According to Saglimbin, the market is “resetting this idea that we’re going to transition to a normal rate on the fed funds much faster than we thought” a month ago.

“If this is the height of the hawks, and they are pushing hard at first, maybe they will buy themselves more flexibility later in the year when they start to see the effect of a quick return to neutrality,” Kaman said.

An acceleration of interest rate increases by the Federal Reserve could raise the fed funds rate to a “neutral” target level of about 2.25% to 2.5% before the end of 2022, potentially faster than investors had expected, according to Saglimpin. He said the rate, now between 0.25% and 0.5%, is considered “neutral” when it is not stimulating or restricting economic activity.

Meanwhile, investors are concerned that the Fed will shrink its roughly $9 trillion balance sheet under its quantitative tightening program, according to Kaman. The central bank aims to speed up the pace of the cut compared to its recent attempts at quantitative tightening, which rattled markets in 2018. The stock market tumbled at Christmas that year.

“The current concern is that we’re headed to the same point,” Kaman said. When it comes to reducing the balance sheet, “What is too much?”

Saglimpin said he expects investors will probably “look past” too much into quantitative tightening until the Fed’s monetary policy becomes tight and economic growth slows down “more materially”.

SEI’s Solway said the last time the Fed tried to work out its balance sheet, inflation wasn’t an issue. Now they are “staring at” high inflation and “knowing they have to tighten things up”.

Read: US inflation jumps to 8.5%, CPI shows, as rising gas prices slam consumers

At this point, “the Fed deserves the toughest and most necessary” to combat the sudden rise in the cost of living in the United States, Luke Tilly, chief economist at the Wilmington Trust, said in a phone interview. But Tilley said he expects inflation to ease in the second half of the year, and the Fed will have to slow the pace of its rate increases “after doing that preload”.

The market may have “outperformed itself in terms of expectations for Fed tightening this year,” says Lauren Goodwin, economist and portfolio strategist at New York Live Investments. She said by phone that the combination of the Fed’s rate hike program and quantitative tightening “could cause a tightening of financial conditions in the market” before the central bank can raise interest rates as much as the market expects in 2022.
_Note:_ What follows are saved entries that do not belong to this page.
PR #1057, opened 2019-06-24
Release tweaks

yanokwa:
* Slightly more robust language about what Aggregate displays
* Match formatting of Briefcase CLI docs
* Document that we can validate multiple forms

### DIFF
--- a/odk1-src/validate.rst
+++ b/odk1-src/validate.rst
@@ -45,9 +45,6 @@ Setting up Validate
 Using Validate
 ---------------
 
-GUI
-~~~
-
 #. Open :program:`Validate`.
 #. Find your XForms :file:`*.xml` file using :guilabel:`Choose file`, 
    and :guilabel:`Open` it.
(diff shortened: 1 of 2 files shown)


odk1-src/validate.rst
```diff
@@ -59,14 +56,15 @@ GUI
...
 ~~~~~~~~~~~~
 
-``java -jar ODKValidate.jar [--fail-fast] path/to/xform.xml [FORM...]``. The
-``--failFast/--fail-fast`` command line argument tells the validator to abort
-on the first error rather than validating all files and reporting an error at
-the end.
-  
+.. code-block:: console
+
+  $ java -jar {path/to/validate-jar-file} [--fail-fast] {path/to/xform1.xml} {path/to/xform2.xml}
```
lognaturel: How about making it clearer that an arbitrary number of forms can be specified? I think there should be some text to describe that.

yanokwa: Change made and force pushed. If you are happy with the changes, please review and merge!

PR #1068, opened 2019-07-05
Indent Briefcase details for better presentation

yanokwa:
Minor change whiles I was confirming if indentation was working as expected.

Screen Shot 2019-07-05 at 2 20 12 PM

Screen Shot 2019-07-05 at 2 20 33 PM


lognaturel:
This looked like it was a no-brainer but now I'm confused. It looks like some of the changes were already made in master? It would be good to make sure that my conflict resolution does what was intended. 

Does it really make sense to hide one-line details? It takes up less space to just put it inline.

PR #1083, opened 2019-08-08
Adds a Dockerfile for the common portions of the ODK1 and ODK2 builds

programmablemike:
Adds a Dockerfile for the common portions of the ODK1 and ODK2 builds

https://github.com/opendatakit/docs/issues/1084

Testing on the build machine and fixing any issues.


lognaturel:
Hi @programmablemike! Would love to learn more about the status here -- this has the potential to be really valuable and I want to make sure we don't lose momentum. Do you think you might still have time/interest to devote to it? If not, could you please write out a few notes for the next person to look into it?

lognaturel:
We have now split up the two tool suites so this repo is only for ODK. Thanks again for looking into this, @programmablemike!

PR #1086, opened 2019-08-08
Use JDK 11 because JDK 8 is no longer supported

### LINKED ISSUE #1085: Deploy step is broken on CI because openjdk-8-jre-headless is no longer available
~Should be openjdk-11-jre-headless~

Unfortunately s3_website needs jdk8 so we'll need to do something like https://github.com/opendatakit/website/commit/f6c41afe61da627e86c3f2143ef40408e875a836. I'll give @programmablemike a moment to look further into #1084 because then we'll be able to make this change in one place.

lognaturel:
closes #1085

I did a search and replace for `openjdk-8-jre-headless` to `openjdk-11-jre-headless`. I don't think there's a great way of verifying this other than merging and having it run on CircleCI.

### DIFF
--- a/.circleci/config.yml
+++ b/.circleci/config.yml
@@ -151,7 +151,7 @@ jobs:
           name: Install deploy requirements
           command: |
               if [[ "$CIRCLE_PROJECT_USERNAME" == "opendatakit" ]]; then \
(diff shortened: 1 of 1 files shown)


lognaturel:
I cancelled the CI run because the deploy step isn't run on branches.

PR #1092, opened 2019-08-13
Clarify ex:prefix use

atl2017:
Add text "Notice that the ex:prefix is not included" to Clarify that ex: prefix is only for external apps that populate one field.

closes #

addresses #


lognaturel:
Thanks so much, @atl2017! 🎉

PR #1095, opened 2019-08-14
Raw values are sent from Collect to Google Sheets as of v1.23

### LINKED ISSUE #1077: Raw values are sent from Collect to Google Sheets as of v1.23
Prior to Collect v1.23, the behavior for values sent to Google Sheets was: "The values will be parsed as if the user typed them into the UI. Numbers will stay as numbers, but strings may be converted to numbers, dates, etc. following the same rules that are applied when entering text into a cell via the Google Sheets UI."

Now, they are sent raw. The implication there is that a tick before each cell's value (see https://github.com/opendatakit/collect/pull/3128#issuecomment-498589849 for details). Users may want to format columns before doing analysis. The format will not be applied to new submissions.

grzesiek2010:
closes #1077 

It just documents that not blank values will be preceded by an apostrophe to avoid parsing them.

### DIFF
--- a/odk1-src/collect-forms.rst
+++ b/odk1-src/collect-forms.rst
@@ -169,6 +169,8 @@ If you are connected to :doc:`an ODK Aggregate server  <collect-connect-aggregat
   - Use the `TRIM <https://support.google.com/docs/answer/3094140?hl=en>`_ function in the google sheets to remove the leading and trailing spaces from the cells.
   - Define empty cell in your tests to be a cell that is either empty or contains a single space.
 
+  Other values will be preceded by an apostrophe. Thanks to that they won't be parsed automatically in google sheets (e.g. strings to dates) and will be stored as-is.
+
 .. note::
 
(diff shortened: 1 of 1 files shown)


odk1-src/collect-forms.rst
```diff
@@ -169,6 +169,8 @@ If you are connected to :doc:`an ODK Aggregate server  <collect-connect-aggregat
   - Use the `TRIM <https://support.google.com/docs/answer/3094140?hl=en>`_ function in the google sheets to remove the leading and trailing spaces from the cells.
   - Define empty cell in your tests to be a cell that is either empty or contains a single space.
 
+  Other values will be preceded by an apostrophe. Thanks to that they won't be parsed automatically in google sheets (e.g. strings to dates) and will be stored as-is.
```
lognaturel: I think this doesn't make it clear enough why a user should care and what they might do about it. How about "Other values will be preceded by an apostrophe. This prevents Google Sheets from guessing at the data type and applying a format that may not be appropriate (e.g. making ``1940 10 5`` into a date when it actually is the value of a select multiple). Raw values may be used in any kind of computation and the apostrophes only are visible when editing a value. You may choose to manually apply a format for certain rows if desired." If you can think of a way to make it shorter but include all the info, that would be even better.

grzesiek2010: Ok seems fine. Done.

PR #1101, opened 2019-09-02
v0.6 supports encryption and push/pull for Briefcase

yanokwa:
Addresses #1076 

We now support encrypted forms and ODK Briefcase v1.17 (which is ready, but hasn't been released) has push/pull support.


issa-tseng:
oops. thanks!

This week, investors will be watching closely the inflation data for March, according to the Personal Consumption Price Index and expenditures. Solway expects personal consumption expenditures inflation data, which the US government is due to release on April 29, to show a rise in the cost of living, in part due to “sharply rising energy and food prices.”
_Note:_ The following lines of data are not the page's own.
PR #1113, opened 2019-10-03
Add documentation for media and autoplay

### LINKED ISSUE #1112: Document audio, video media and autoplay
There are some examples of using audio and video media in forms as part of "Form Styling" and also with specific examples for "Select widgets" but there isn't any thorough documentation on using audio/video in forms. Things I think we should cover are:

* How to put audio/video in at the XLSForm stage
* How audio/video gets presented in Collect
* How to have audio and video autplayed (and how it behaves in Collect)

seadowg:
Closes #1112

Additional documentation (and some reworking) around using media (image, audio, video) in forms for Collect. 

I tried to think about the journeys for learning about adding media and was happy with "Form Styling" providing most of the info and also with having documentation around adding files themselves to a media folder living elsewhere. I've kept everything linked so the journeys through the docs work like this:

* Media -> Loading Form Media
* Loading Form Media -> Media
* Including Media in choices -> Media -> Loading Form Media

### DIFF
--- a/odk1-src/form-styling.rst
+++ b/odk1-src/form-styling.rst
@@ -32,7 +32,7 @@ Files referenced should be included :ref:`in your form's media folder <loading-f
 Images
 ~~~~~~~~
 
-Adding image to a question adds a displays the image as part of the question.
+Adding an image to a question displays the image as part of the question.
 
 .. image:: /img/form-styling/media-image.*
   :alt: A single select widget in Collect. The label text is "Do you want coffee?" The label text is accompanied by a picture of a mug of coffee. The options are "yes", "no", and "I don't know".
--- a/odk1-src/form-styling.rst
+++ b/odk1-src/form-styling.rst
@@ -79,10 +79,8 @@ Adding video to a question adds a button that will play the video clip full scre
 
   integer, people, How many people do you see in the video?, people.mp4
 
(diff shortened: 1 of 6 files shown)


seadowg:
Hmmmm loooks there the build is not a fan of the word "autoplay". Give we the forms use `autoplay` as a column though I think it would be good to use it in that form. Is there a way to add exceptions to the spell check?

odk1-src/form-styling.rst
```diff
@@ -27,23 +27,57 @@ Media
 
 You can include questions in your form that display images or that play video or audio files by including a :th:`media` column in your `XLSForm <http://xlsform.org/#media>`_.
 
-.. image:: /img/form-styling/media-image.* 
+Images
+~~~~~~~~
+
+Adding image to a question adds a displays the image as part of the question.
```
lognaturel: "Adding image to a question adds a displays" -> "Adding image to a question displays"

seadowg: Good catch!

seadowg:
@lognaturel ah yeah I can expand the docs for the GridWidget audio. It's a bit of a special case but I'll have a think about where it fits in.

seadowg:
Added a note about the audio features in `GridWidget`. Let me know what you think!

This week’s economic calendar also includes data on US home prices, new home sales, consumer confidence and consumer spending.

Ameriprise’s Saglimbin said he will be watching this week’s quarterly corporate earnings reports from “consumer-facing” tech companies and big tech companies. He said, citing Apple Inc. AAPL, “They Will Be Very Important”
-3.66%And
Meta Platforms Inc. FB,
-2.56%And
PepsiCo Inc. PEP
-3.26%And
The Coca-Cola Co.,
-2.39%And
Microsoft Corp. MSFT,
-4.18%And
General Motors General Motors,
-2.17%
and Alphabet Inc.’s subsidiary of Google, GOOGL,
-3.72%
as examples.

Read: Investors just pulled $17.5 billion from global stocks. Bank of America says they are just getting started.

Meanwhile, FLPutnam’s violin said he was “very comfortable staying fully invested in the stock markets.” He cited lower recession risks but said he preferred companies with cash flow “here and now” rather than companies with more growth trends with earnings far into the future. Alkman also said he likes companies that are preparing to take advantage of higher commodity prices.

“We have entered a more volatile time,” SEI’s Solway warned. “We really need to be a little more careful with how much risk we have to take.”